池雾:这种无逻辑天梯,每一节车厢逃脱的方式都非常无厘头,很难用推理来通关。他说,之前在第三世界听八阶的一个前辈说过,他的八阶就是无逻辑天梯。
那说明还是有人碰到过的。程砚说,其实,这次的匹配更奇怪,我刚才试过他们,似乎都只有一些物理攻击类型的异能,对于这阶天梯来说,几乎是没有用的。
池雾眉头轻蹙,手指在衣角上卡着。
忽而,头顶一阵烘热触感,程砚拍拍他的头发:头发都干了,睡会儿吧,有什么好奇的,我们出了这阶天梯再说。
恐怕没那么快能通过。池雾说,还记得五里路预示里的那个环吗?
程砚:我知道你的意思,但我们至少得先把所有车厢走完,才能看出到底是个什么意思。
池雾点头,闭上眼睛稍作休息。
大约是程砚发热的体温正好让池雾感到非常舒适,困意来的很快,他抵着程砚的头,沉沉入睡。
池雾被耳边细微的讨论声吵醒,他睫毛颤了颤,往更温暖的地方靠过去。
耳朵和脖颈处的触感特别,池雾睁开眼,发现自己靠在程砚肩头,而五里路蹲在侧面,又是那一脸姨妈笑。

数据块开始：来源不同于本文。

PR #1190, opened 2024-03-20
Implement of a MAC collector through SSH

earendilfr:
Some Cisco devices doesn't support the `macsuck` function because they doesn't support the BridgeMIB to the retrieve MAC addresses connected to switch ports...

(By example, the Cisco C1100 series routers have a switch inside but doesn't support the BridgeMIB...)

So, I have created a simple macsuck function through the SSH collector to retrieve these data.
Like the SNMP collector, the function:
- retrieve the information concerning the current statu of interface
- retrieve the MAC table

Currently, I have done only the IOS platform but it could be interesting for other devices...

### DIFF
--- a/lib/App/Netdisco/SSHCollector/Platform/IOS.pm
+++ b/lib/App/Netdisco/SSHCollector/Platform/IOS.pm
@@ -14,6 +14,7 @@ use strict;
 use warnings;
 
 use Dancer ':script';
+use NetAddr::MAC qw/mac_as_ieee/;
 use Moo;
 
 =head1 PUBLIC METHODS
@@ -30,6 +31,21 @@ Returns a list of hashrefs in the format C<{ mac =E<gt> MACADDR, ip =E<gt> IPADD
 =back
 
 =cut
+
+my $if_name_map = {
+  Vl => "Vlan",
+  Lo => "Loopback",
+  Fa => "FastEthernet",
+  Gi => "GigabitEthernet",
+  Tw => "TwoGigabitEthernet",
+  Fi => "FiveGigabitEthernet",
+  Te => "TenGigabitEthernet",
+  Twe => "TwentyFiveGigE",
+  Fo => "FortyGigabitEthernet",
+  Hu => "HundredGigE",
+  Po => "Port-channel",
+  Bl => "Bluetooth",
+};
 
 sub arpnip {
     my ($self, $hostlabel, $ssh, $args) = @_;
@@ -49,6 +65,42 @@ sub arpnip {
     }
 
     return @arpentries;
+}
+
+sub macsuck {
+  my ($self, $hostlabel, $ssh, $args) = @_;
+  
+  debug "$hostlabel $$ macsuck()";
+  my $cmds = <<EOF;
+terminal length 0
+show interfaces description
+show mac address-table
+EOF
+  my @data = $ssh->capture({stdin_data => $cmds}); chomp @data;
+  if ($ssh->error) {
+    info "$hostlabel $$ error in SSH command " . $ssh->error;
+    return;
+  }
+
+  my $interfaces = {};
+  my $macentries = {};
+  my $re_interface_line = qr/^([a-z]+)([0-9\/\.]+)\s+(up|down|admin down)\s+(up|down)/i;
+  my $re_mac_line = qr/^\s*(All|[0-9]+)\s+([0-9a-f]{4}\.[0-9a-f]{4}\.[0-9a-f]{4})\s+\S+\s+([a-zA-Z]+)([0-9\/\.]+)/i;
+  my $port;
+  foreach (@data) {
+    if ($_ && /$re_interface_line/) {
+      $port = sprintf "%s%s", $if_name_map->{$1}, $2;
+      $interfaces->{$port} = {
+        up_admin => ($3 eq "admin down") ? "down" : "up",
+        up => ($3 eq "down") ? "down" : "up",
+      };
+    } elsif ($_ && /$re_mac_line/) {
+      $port = sprintf "%s%s", $if_name_map->{$3}, $4;
+      ++$macentries->{$1}->{$port}->{mac_as_ieee($2)};
+    }
+  }
+
+  return ($interfaces,$macentries);
 }
 
 1;
--- a/lib/App/Netdisco/Transport/SSH.pm
+++ b/lib/App/Netdisco/Transport/SSH.pm
@@ -52,6 +52,11 @@ Returns C<undef> if the connection fails.
     my $self = shift;
     $self->platform->arpnip(@_, $self->host, $self->ssh, $self->auth);
   }
+
+  sub macsuck {
+    my $self = shift;
+    $self->plateform->macsuck(@_, $self->host, $self->ssh, $self->auth);
+  }
 }
 
 sub session_for {
--- a/lib/App/Netdisco/Worker/Plugin/Macsuck/Nodes.pm
+++ b/lib/App/Netdisco/Worker/Plugin/Macsuck/Nodes.pm
@@ -112,6 +112,36 @@ register_worker({ phase => 'main', driver => 'direct',
   return Status->done("Received MAC addresses for $device");
 });
 
+reister_worker({ phase => 'main', driver => 'cli',
+  title => 'gather macs from CLI and set interfaces'}, sub {
+
+  my ($job, $workerconf) = @_;
+  
+  my $device = $job->device;
+  my $cli = App::Netdisco::Transport::SSH->session_for($device)
+    or return Status->defer("macsuck failed: could not SSH connect to $device");
+
+  # Retrieve data through SSH connection
+  my ($interfaces,$macentries) = $cli->macsuck;
+
+  # make sure ports reflect their latest state as reported by device
+  foreach my $port (keys %{ vars->{'device_ports'} }) {
+    my $iif = $interfaces->{$port} or next;
+
+    debug sprintf ' [%s] macsuck - updating port %s status : %s/%s',
+      $device->ip, $port, ($iif->{up_admin} || '-'), ($iif->{up} || '-');
+
+    vars->{'device_ports'}->{$port}->update({
+      up => $iif->{up} || '-',
+      up_admin => $iif->{up_admin} || '-',
+    });
+  }
+
+  # get forwarding table and populate fwtable
+  vars->{'fwtable'} = $macentries
+
+  return Status->done("Gathered MAC addresses for $device");
+});
 
 register_worker({ phase => 'main', driver => 'snmp',
   title => 'gather macs from snmp and set interfaces'}, sub {


rc9000:
Cool! 👍  For the record, I had similar plans a while ago and already talked @ollyg into adding an API endpoint that can upload a macsuck result (`api/v1/object/device/{{hostname}}/nodes?enqueue=false`). I thought this would allow using ntc-templates instead of adding a lot of command parsing code in modules again. I did some experiments with that here: https://github.com/rc9000/ntcsuck/, it's bascially macsuck for IOS-XE via ntc-templates and Ansible.

However this approach showed two issues:

- `show mac address table` and similar does not seem to be a priority in ntc-templates and is poorly implemented for very common platforms even, so we'd probably need to supply our own TextFSM files anyways
- macsuck does a lot more than just submitting pure cam table results, a non-snmp macsuck will also have to deal with ifoperstatus etc. ... but I see you got that already covered to some extent. We'd probably need a way to still run the Wirelessnodes, NAC etc. stuff while not doing the cam/operatstatus parts. 

Then other stuff came inbetween and I parked the idea for the time being, looks like this was already two years ago now, dang. But I'd still like a way to do macsuck without snmp, my main problem is that it is so wasteful and slow on big switches and with community based indexing. And it doesn't even work right with SNMPv3 or is a pain with having to create a context per VLAN. 

This just for a bit of context, I'm in favor of both a ntc-templates or an expect-ish SSH variant. If we go with the latter, sorry @ollyg that I insisted on the API and then not really came through with any useful application for it.

ollyg:
@rc9000 don't feel bad! The work to support API actually means that inside Netdisco the gather of data is decoupled from the sanity checking and the storage phases, so it makes this work here easier to implement, and also generally cleaner design internally. I was very happy to do it. Note that we even support CLI input of MAC/ARP data via netdisco-do.

ollyg:
Ah yes, I see @earendilfr has implemented using exactly the right feature as a result of refactor! Makes me happy :-)
https://github.com/netdisco/netdisco/pull/1190/files#diff-2fe03540adb4f0ad088f140864852c8dd0b91b3a3e8990638137bf57010bc4bbR141

earendilfr:
> Cool! 👍 For the record, I had similar plans a while ago and already talked @ollyg into adding an API endpoint that can upload a macsuck result (`api/v1/object/device/{{hostname}}/nodes?enqueue=false`). I thought this would allow using ntc-templates instead of adding a lot of command parsing code in modules again. I did some experiments with that here: https://github.com/rc9000/ntcsuck/, it's bascially macsuck for IOS-XE via ntc-templates and Ansible.
> 
> However this approach showed two issues:
> 
>     * `show mac address table` and similar does not seem to be a priority in ntc-templates and is poorly implemented for very common platforms even, so we'd probably need to supply our own TextFSM files anyways
> 
>     * macsuck does a lot more than just submitting pure cam table results, a non-snmp macsuck will also have to deal with ifoperstatus etc. ... but I see you got that already covered to some extent. We'd probably need a way to still run the Wirelessnodes, NAC etc. stuff while not doing the cam/operstatus parts.
> 
> 
> Then other stuff came inbetween and I parked the idea for the time being, looks like this was already two years ago now, dang. But I'd still like a way to do macsuck without snmp, my main problem is that it is so wasteful and slow on big switches and with community based indexing. And it doesn't even work right with SNMPv3 or is a pain with having to create a context per VLAN.
> 
> This just for a bit of context, I'm in favor of both a ntc-templates or an expect-ish SSH variant. If we go with the latter, sorry @ollyg that I insisted on the API and then not really came through with any useful application for it.

You are right, the solution is not perfect (clearly, I prefer the SNMP way because the SSH is **very** slow).

But if you check the output, you can do the necessary to have in parallel the CLI and the SNMP (it's could be fun if we could run the main `macsuck` in CLI and the `macsuck::PortAccessEntity` in SNMP...) :
```
netdisco-do -D macsuck -d ehc-mor-ert01
[89980] 2024-03-21 20:16:07  info App::Netdisco version 2.072003 loaded.
[89980] 2024-03-21 20:16:07  info macsuck: [10.12.32.61] started at Thu Mar 21 21:16:07 2024
[89980] 2024-03-21 20:16:07 debug macsuck: running with timeout 600s
[89980] 2024-03-21 20:16:07 debug => running workers for phase: check
[89980] 2024-03-21 20:16:07 debug -> run worker check/1000000 "internal::backendfqdn"
[89980] 2024-03-21 20:16:07 debug -> run worker check/1000000 "internal::snmpfastdiscover"
[89980] 2024-03-21 20:16:07 debug running with configured SNMP timeouts
[89980] 2024-03-21 20:16:07 debug -> run worker check/0 "macsuck"
[89980] 2024-03-21 20:16:07 debug Macsuck is able to run.
[89980] 2024-03-21 20:16:07 debug => running workers for phase: early
[89980] 2024-03-21 20:16:07 debug -> run worker early/0 "prepare common data"
[89980] 2024-03-21 20:16:07 debug => running workers for phase: main
[89980] 2024-03-21 20:16:07 debug -> run worker main/1000000 "gather macs from file and set interfaces"
[89980] 2024-03-21 20:16:07 debug skip: fwtable data supplied by other source
[89980] 2024-03-21 20:16:07 debug -> run worker main/200 "gather macs from CLI and set interfaces"
[89980] 2024-03-21 20:16:07 debug cli session cache warm: [10.12.32.61]
[89980] 2024-03-21 20:16:08 debug 10.12.32.61 89980 macsuck()
[89980] 2024-03-21 20:16:09 debug -> run worker main/100 "gather macs from snmp and set interfaces"
[89980] 2024-03-21 20:16:09 debug skip: namespace passed at higher priority
[89980] 2024-03-21 20:16:09 debug -> run worker main/100 "macsuck::nodes::portaccessentity"
[89980] 2024-03-21 20:16:09 debug skip: namespace passed at higher priority
[89980] 2024-03-21 20:16:09 debug -> run worker main/100 "macsuck::wirelessnodes"
[89980] 2024-03-21 20:16:09 debug snmp reader cache warm: [10.12.32.61]
[89980] 2024-03-21 20:16:09 debug [10.12.32.61:161] try_connect with v: 3, t: 0.2, r: 0, class: SNMP::Info::Layer3::CiscoSwitch, comm: <hidden>
[89980] 2024-03-21 20:16:10 debug => running workers for phase: store
[89980] 2024-03-21 20:16:10 debug -> run worker store/0 "save macs to database"
[89980] 2024-03-21 20:16:10 debug  [10.12.32.61] macsuck 24:f2:7f:c7:5b:be - port GigabitEthernet0/1/0 has undiscovered neighbor 10.17.193.16
[89980] 2024-03-21 20:16:10 debug  [10.12.32.61] macsuck - port GigabitEthernet0/1/0 vlan 10 : 1 nodes
[89980] 2024-03-21 20:16:10 debug  [10.12.32.61] macsuck - stored 1 forwarding table entries
[89980] 2024-03-21 20:16:10 debug  [10.12.32.61] macsuck - removed 0 fwd table entries to archive
[89980] 2024-03-21 20:16:10 debug => running workers for phase: late
[89980] 2024-03-21 20:16:10 debug -> run worker late/0 "macsuck::hooks"
[89980] 2024-03-21 20:16:10 debug  [10.12.32.61] hooks - 0 queued
[89980] 2024-03-21 20:16:10  info macsuck: finished at Thu Mar 21 21:16:10 2024
[89980] 2024-03-21 20:16:10  info macsuck: status done: Ended macsuck for 10.12.32.61
```

One big difficulty (root cause is Cisco devices) is the need to launch all the cmd in **one time** because ssh session is dead  after the usage of capture function and so, the reuse of this function generate an error...

rc9000:
> One big difficulty (root cause is Cisco devices) is the need to launch all the cmd in **one time**

There was also various issues in [IOSXR.pm](https://github.com/netdisco/netdisco/commits/master/lib/App/Netdisco/SSHCollector/Platform/IOSXR.pm) over the years. The current version uses Expect instead of capture(), this seemed to work fine in the end.

ollyg:
I hesitate strongly to say this ... has Net::Appliance::Session been tried? Unfortunately I have no devices to test on, here.

rc9000:
> I hesitate strongly to say this ... has Net::Appliance::Session been tried? Unfortunately I have no devices to test on, here.

I can confirm that Net::Appliance::Session works well with pretty much everything that Cisco has sold in the last two decades :) IIRC in the first couple SSHCollector modules I didn't use it because the dependencies were a pain in our airgapped DC equipped with quite old RHEL servers, Expect was just there. 

Nowadays everybody seems to have Internet-straight-to-critical-infrastructure pipelines with Docker, Artifactory and DevopsThisAndThat, so that should not be an issue anymore.

ollyg:
This patch is fine. The reason I've not merged it yet is I wanted to see if there's a way to let Netdisco do the interfaces status as SNMP and cache that, then let the SSH mac-address table command run. Then combine the two at the end.

ollyg:
Actually @rc9000 I wonder why we implemented as `Discover/PortProperties/PortAccessEntity.pm` instead of `Discover/PortAccessEntity.pm` in #937 ... the latter would have allowed it still to run with SNMP I think.

earendilfr:
> > I hesitate strongly to say this ... has Net::Appliance::Session been tried? Unfortunately I have no devices to test on, here.
> 
> I can confirm that Net::Appliance::Session works well with pretty much everything that Cisco has sold in the last two decades :) IIRC in the first couple SSHCollector modules I didn't use it because the dependencies were a pain in our airgapped DC equipped with quite old RHEL servers, Expect was just there.
> 
> Nowadays everybody seems to have Internet-straight-to-critical-infrastructure pipelines with Docker, Artifactory and DevopsThisAndThat, so that should not be an issue anymore.

I can try to update the PR to replace the usage of Net::SSH module by Except or Net::Appliance::Session...
If I read correctly the "Net::Appliance::Session", the good point is to remove the need to detect correctly the prompt (I have do some work on Rancid and clearly, the detection of the prompt is a real nightmare 😨)

ollyg:
note to self @ollyg: remove macs on forbidden vlans (sanity_vlans)

lib/App/Netdisco/Transport/SSH.pm
```diff
@@ -52,6 +52,11 @@ Returns C<undef> if the connection fails.
     my $self = shift;
     $self->platform->arpnip(@_, $self->host, $self->ssh, $self->auth);
   }
+
+  sub macsuck {
+    my $self = shift;
+    $self->plateform->macsuck(@_, $self->host, $self->ssh, $self->auth);
```
ollyg, line 58: has this code been tested? there's a typo here

lib/App/Netdisco/SSHCollector/Platform/IOS.pm
```diff
@@ -51,4 +67,40 @@ sub arpnip {
...
+  foreach (@data) {
+    if ($_ && /$re_interface_line/) {
+      $port = sprintf "%s%s", $if_name_map->{$1}, $2;
+      $interfaces->{$port} = {
+        up_admin => ($3 eq "admin down") ? "down" : "up",
+        up => ($3 eq "down") ? "down" : "up",
+      };
+    } elsif ($_ && /$re_mac_line/) {
+      $port = sprintf "%s%s", $if_name_map->{$3}, $4;
+      ++$macentries->{$1}->{$port}->{mac_as_ieee($2)};
```
ollyg, line 99: does this mean that VLAN can be "All" ? Netdisco probably needs zero instead.

lib/App/Netdisco/SSHCollector/Platform/IOS.pm
```diff
@@ -51,4 +67,40 @@ sub arpnip {
...
+  my $port;
+  foreach (@data) {
+    if ($_ && /$re_interface_line/) {
+      $port = sprintf "%s%s", $if_name_map->{$1}, $2;
+      $interfaces->{$port} = {
+        up_admin => ($3 eq "admin down") ? "down" : "up",
+        up => ($3 eq "down") ? "down" : "up",
+      };
+    } elsif ($_ && /$re_mac_line/) {
+      $port = sprintf "%s%s", $if_name_map->{$3}, $4;
```
ollyg, line 98: need to either fail if if_name_map lookup fails, or fall back to the provided text (currently sprintf will croak on undef)

lib/App/Netdisco/Transport/SSH.pm
earendilfr: Currently, I use it for 2 devices on my test platform...
Which error message did you have ?
```
$ netdisco-do -D macsuck -d 10.12.32.61
[284503] 2024-04-15 19:56:53  info App::Netdisco version 2.072003 loaded.
[284503] 2024-04-15 19:56:53  info macsuck: [10.12.32.61] started at Mon Apr 15 21:56:53 2024
[284503] 2024-04-15 19:56:53 debug macsuck: running with timeout 600s
[284503] 2024-04-15 19:56:53 debug => running workers for phase: check
[284503] 2024-04-15 19:56:53 debug -> run worker check/1000000 "internal::backendfqdn"
[284503] 2024-04-15 19:56:53 debug -> run worker check/1000000 "internal::snmpfastdiscover"
[284503] 2024-04-15 19:56:53 debug running with configured SNMP timeouts
[284503] 2024-04-15 19:56:53 debug -> run worker check/0 "macsuck"
[284503] 2024-04-15 19:56:53 debug Macsuck is able to run.
[284503] 2024-04-15 19:56:53 debug => running workers for phase: early
[284503] 2024-04-15 19:56:53 debug -> run worker early/0 "prepare common data"
[284503] 2024-04-15 19:56:53 debug => running workers for phase: main
[284503] 2024-04-15 19:56:53 debug -> run worker main/1000000 "gather macs from file and set interfaces"
[284503] 2024-04-15 19:56:53 debug skip: fwtable data supplied by other source
[284503] 2024-04-15 19:56:53 debug -> run worker main/200 "gather macs from CLI and set interfaces"
[284503] 2024-04-15 19:56:53 debug cli session cache warm: [10.12.32.61]
[284503] 2024-04-15 19:56:54 debug 10.12.32.61 284503 macsuck()
[284503] 2024-04-15 19:56:56 debug -> run worker main/100 "gather macs from snmp and set interfaces"
[284503] 2024-04-15 19:56:56 debug skip: namespace passed at higher priority
[284503] 2024-04-15 19:56:56 debug -> run worker main/100 "macsuck::nodes::portaccessentity"
[284503] 2024-04-15 19:56:56 debug skip: namespace passed at higher priority
[284503] 2024-04-15 19:56:56 debug -> run worker main/100 "macsuck::wirelessnodes"
[284503] 2024-04-15 19:56:56 debug snmp reader cache warm: [10.12.32.61]
[284503] 2024-04-15 19:56:56 debug [10.12.32.61:161] try_connect with v: 3, t: 0.2, r: 0, class: SNMP::Info::Layer3::CiscoSwitch, comm: <hidden>
[284503] 2024-04-15 19:56:56 debug => running workers for phase: store
[284503] 2024-04-15 19:56:56 debug -> run worker store/0 "save macs to database"
[284503] 2024-04-15 19:56:56 debug  [10.12.32.61] macsuck 24:f2:7f:c7:5b:be - port GigabitEthernet0/1/0 has undiscovered neighbor 10.17.193.16
[284503] 2024-04-15 19:56:56 debug  [10.12.32.61] macsuck - port GigabitEthernet0/1/0 vlan 10 : 1 nodes
[284503] 2024-04-15 19:56:56 debug  [10.12.32.61] macsuck - stored 1 forwarding table entries
[284503] 2024-04-15 19:56:56 debug  [10.12.32.61] macsuck - removed 0 fwd table entries to archive
[284503] 2024-04-15 19:56:56 debug => running workers for phase: late
[284503] 2024-04-15 19:56:56 debug -> run worker late/0 "macsuck::hooks"
[284503] 2024-04-15 19:56:56 debug  [10.12.32.61] hooks - 0 queued
[284503] 2024-04-15 19:56:56  info macsuck: finished at Mon Apr 15 21:56:56 2024
[284503] 2024-04-15 19:56:56  info macsuck: status done: Ended macsuck for 10.12.32.61
```

lib/App/Netdisco/SSHCollector/Platform/IOS.pm
earendilfr: Currently, the output of `show mac address-table` indicate outputs for ALL...
```
ehc-mor-ert01#sh mac address-table
          Mac Address Table
-------------------------------------------

Vlan    Mac Address       Type        Ports
----    -----------       --------    -----
 All    0100.0ccc.cccc    STATIC      CPU
 All    0100.0ccc.cccd    STATIC      CPU
 All    0100.0ccc.ccce    STATIC      CPU
 All    0180.c200.0000    STATIC      CPU
 All    0180.c200.0001    STATIC      CPU
 All    0180.c200.0002    STATIC      CPU
 All    0180.c200.0003    STATIC      CPU
 All    0180.c200.0004    STATIC      CPU
 All    0180.c200.0005    STATIC      CPU
 All    0180.c200.0006    STATIC      CPU
 All    0180.c200.0007    STATIC      CPU
 All    0180.c200.0008    STATIC      CPU
 All    0180.c200.0009    STATIC      CPU
 All    0180.c200.000a    STATIC      CPU
 All    0180.c200.000b    STATIC      CPU
 All    0180.c200.000c    STATIC      CPU
 All    0180.c200.000d    STATIC      CPU
 All    0180.c200.000e    STATIC      CPU
 All    0180.c200.000f    STATIC      CPU
 All    0180.c200.0010    STATIC      CPU
  10    24f2.7fc7.5bbe    DYNAMIC     Gi0/1/0
  10    f04a.027c.5bf4    STATIC      CPU
```

I'm not sure that we need to keep these entries...
If they are not present in the SNMP output, I think a better idea should be to remove these MAC address of the records...

ollyg: Thanks for the example! very helpful. I'll leave "All" in but set it to VLAN 0, and later on in Netdisco there's sanity checking code on all MAC addresses so it'll be fine.

ollyg:
replaced with #1202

醒了?程砚推推他的额头,醒了就起来,我挠挠脖子,被你头发弄的痒死了。
池雾舌尖在上唇处碰了碰,很快爬起来,扯了身上的衣服问:在说什么?
没说什么,我就是醒了,过来看看你们,五里路说,正好程砚又问我进来前看见了什么。
池雾喉头发干,正要起身时候,程砚就很及时地给他递了瓶水,池雾舔舔嘴唇,伸手接了,抱着水瓶,肩膀懒懒地往下塌,一点一点慢慢喝。
你说的那个环,是什么东西啊?他问五里路。
五里路摇头:我看到的是个环,像什么呢就像呼啦圈。
上面有什么东西吗?池雾问,扭着的花纹之类的。
东西五里路陷入沉思,半分钟后,双手一拍,我想起来了!那个环上面有四个很小的凹陷。
池雾和程砚同时看向对方。
你们这是什么表情?五里路问,四个凹陷,有什么问题吗?
也许有。程砚说,过了下一节车厢,我们就有出去的机会了。
五里路:为什么?他看池雾,你也懂吗?
池雾忘了,在五里路眼里,自己好像也是个小废物,许久没有戏精,池雾有点儿想念,嘟了嘟嘴,摇头:我不懂啊,我什么都不懂。
那你刚才为什么和程砚对视啊?五里路问。
嗯池雾试着说,为了假装自己懂?
五里路:告辞。他转而问程砚,你是想到什么出去的办法了吗?
程砚心情很好,脸上又淡淡的笑容,他高深莫测地逗五里路:没有。